WHAT THE TASK REQUIRES:
Could you extract every entry below and reproduce it exactly?

SUPPLIED RECORDS:
★ ★ ★

PR #180, opened 2026-09-13
feat(mirror): album and artist "Keep offline" rules (A6a)

IrosTheBeggar:
## Summary

A6a of `BACKUP_SYNC_IMPLEMENTATION.md`: **"Keep offline" for an album or an artist** — entity rules for the library copy, next to the whole-library switch from A3.

- **Engine**: the runner expands rules by kind through one pure function, `expandRule`. `library` and `folder` match by path as before; `album` is every track tagged with that album name (the identity the album screens use); `artist` is every track by them **plus the albums credited to them as album artist** (`remote_albums`), so a compilation that merely contains one of their tracks is not pulled in whole. `RuleKind` names the kinds. Removing a rule works exactly as for the library switch: the next run re-plans and trashes only what no remaining rule pins.
- **App**: `MirrorManager.keepsRule / setRule / canKeep` (the library switch is now the `library` kind of the same); a rule toggle syncs right away, like before.
- **The one visual change**: an offline-pin toggle in the album detail toolbar (filled while the album is pinned), and the same switch on an artist row's long-press sheet. Both appear only on servers with library sync (`canKeep`). Three strings in all ten locales.

Not in this PR: playlist / rated rules and a place to see every rule at once (A6b), the transcoded tier (A7), per-rule Wi-Fi (the server-level Wi-Fi setting still gates the whole run).

## Test plan

- [x] Package `dart test` 67/67: `expandRule` per kind (prefixes, album by tag, artist by tag or credited album, unknown kind pins nothing); a run with an album rule downloads only that album, an artist rule adds their track on another album, dropping the album rule keeps what the artist rule still credits and trashes the guest track once the credit changes.
- [x] `flutter analyze` at the 21-issue baseline; `flutter test` incl. the new MirrorManager rule test (`canKeep`, `setRule` on/off, `keepsRule`).
- [x] Emulator smoke on Pixel_4_API_31 (results in the comment below): library rule off → trashed; album pin on → its tracks downloaded, pin filled; artist switch on → the artist's other tracks; album pin off → nothing trashed while the artist rule covers it; artist off → trashed.


IrosTheBeggar:
## A6a emulator smoke — PASSED

Pixel_4_API_31 (German locale), full-flavor debug APK at 06988fa, local mStream 6.27.0 on port 3580, starting from the whole-library rule (9 files mirrored, one of them a manually downloaded copy the mirror had adopted).

| # | Step | Result |
|---|---|---|
| 1 | Library copy → "music" switch off | ✅ run: `7 trashed` (the manual-origin copy stays, as designed) |
| 2 | Alben → "Be Somebody" → toolbar pin (outlined) | ✅ `[mirror] smoke: ok — 2 new, … 1 unchanged`; pin filled |
| 3 | Künstler → long-press "Icarus" → "Offline behalten" on | ✅ sheet with the help text; run: `2 new, … 3 unchanged` (the other album's two tracks) |
| 4 | Album pin off while the artist rule stays | ✅ run: `0 trashed, 5 unchanged` — the artist rule still pins the album's tracks; pin outlined again |
| 5 | Artist switch off | ✅ run: `4 trashed` (the four mirror-owned files; the adopted manual copy is left alone) |

Not covered: an artist credited as album artist on an album whose tracks carry other artists (unit-tested), desktop, physical device.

★ ★ ★

ANSWER SPACE:
PR #180, opened 2026-09-13
feat(mirror): album and artist "Keep offline" rules (A6a)

IrosTheBeggar:
## Summary

A6a of `BACKUP_SYNC_IMPLEMENTATION.md`: **"Keep offline" for an album or an artist** — entity rules for the library copy, next to the whole-library switch from A3.

- **Engine**: the runner expands rules by kind through one pure function, `expandRule`. `library` and `folder` match by path as before; `album` is every track tagged with that album name (the identity the album screens use); `artist` is every track by them **plus the albums credited to them as album artist** (`remote_albums`), so a compilation that merely contains one of their tracks is not pulled in whole. `RuleKind` names the kinds. Removing a rule works exactly as for the library switch: the next run re-plans and trashes only what no remaining rule pins.
- **App**: `MirrorManager.keepsRule / setRule / canKeep` (the library switch is now the `library` kind of the same); a rule toggle syncs right away, like before.
- **The one visual change**: an offline-pin toggle in the album detail toolbar (filled while the album is pinned), and the same switch on an artist row's long-press sheet. Both appear only on servers with library sync (`canKeep`). Three strings in all ten locales.

Not in this PR: playlist / rated rules and a place to see every rule at once (A6b), the transcoded tier (A7), per-rule Wi-Fi (the server-level Wi-Fi setting still gates the whole run).

## Test plan

- [x] Package `dart test` 67/67: `expandRule` per kind (prefixes, album by tag, artist by tag or credited album, unknown kind pins nothing); a run with an album rule downloads only that album, an artist rule adds their track on another album, dropping the album rule keeps what the artist rule still credits and trashes the guest track once the credit changes.
- [x] `flutter analyze` at the 21-issue baseline; `flutter test` incl. the new MirrorManager rule test (`canKeep`, `setRule` on/off, `keepsRule`).
- [x] Emulator smoke on Pixel_4_API_31 (results in the comment below): library rule off → trashed; album pin on → its tracks downloaded, pin filled; artist switch on → the artist's other tracks; album pin off → nothing trashed while the artist rule covers it; artist off → trashed.


IrosTheBeggar:
## A6a emulator smoke — PASSED

Pixel_4_API_31 (German locale), full-flavor debug APK at 06988fa, local mStream 6.27.0 on port 3580, starting from the whole-library rule (9 files mirrored, one of them a manually downloaded copy the mirror had adopted).

| # | Step | Result |
|---|---|---|
| 1 | Library copy → "music" switch off | ✅ run: `7 trashed` (the manual-origin copy stays, as designed) |
| 2 | Alben → "Be Somebody" → toolbar pin (outlined) | ✅ `[mirror] smoke: ok — 2 new, … 1 unchanged`; pin filled |
| 3 | Künstler → long-press "Icarus" → "Offline behalten" on | ✅ sheet with the help text; run: `2 new, … 3 unchanged` (the other album's two tracks) |
| 4 | Album pin off while the artist rule stays | ✅ run: `0 trashed, 5 unchanged` — the artist rule still pins the album's tracks; pin outlined again |
| 5 | Artist switch off | ✅ run: `4 trashed` (the four mirror-owned files; the adopted manual copy is left alone) |

Not covered: an artist credited as album artist on an album whose tracks carry other artists (unit-tested), desktop, physical device.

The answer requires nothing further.